> **Task item**: Would you copy every line of the listing below that includes the word "opened"?

> **Exercise data**:
----------

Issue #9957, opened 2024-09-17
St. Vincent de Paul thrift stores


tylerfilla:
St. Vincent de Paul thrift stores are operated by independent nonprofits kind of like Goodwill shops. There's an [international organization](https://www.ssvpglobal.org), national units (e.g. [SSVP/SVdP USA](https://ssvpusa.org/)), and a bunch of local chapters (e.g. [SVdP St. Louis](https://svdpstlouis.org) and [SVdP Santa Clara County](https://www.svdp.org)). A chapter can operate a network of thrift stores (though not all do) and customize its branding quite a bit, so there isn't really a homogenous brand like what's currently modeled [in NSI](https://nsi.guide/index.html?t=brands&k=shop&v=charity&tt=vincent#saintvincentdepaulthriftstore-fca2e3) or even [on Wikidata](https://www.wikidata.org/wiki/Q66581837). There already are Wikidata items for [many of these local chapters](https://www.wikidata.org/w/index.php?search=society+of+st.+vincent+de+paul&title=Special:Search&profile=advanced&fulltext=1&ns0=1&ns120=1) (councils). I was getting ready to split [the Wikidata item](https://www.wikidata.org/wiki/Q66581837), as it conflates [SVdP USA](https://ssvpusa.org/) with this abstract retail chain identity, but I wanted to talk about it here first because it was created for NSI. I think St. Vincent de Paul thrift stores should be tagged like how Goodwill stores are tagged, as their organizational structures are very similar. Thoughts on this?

----------

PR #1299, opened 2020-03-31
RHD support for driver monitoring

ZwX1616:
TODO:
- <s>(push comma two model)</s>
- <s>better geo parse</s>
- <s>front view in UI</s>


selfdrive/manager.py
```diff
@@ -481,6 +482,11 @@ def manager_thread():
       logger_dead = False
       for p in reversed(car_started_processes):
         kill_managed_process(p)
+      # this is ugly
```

----------

> **Response to the exercise**:
Issue #9957, opened 2024-09-17
PR #1299, opened 2020-03-31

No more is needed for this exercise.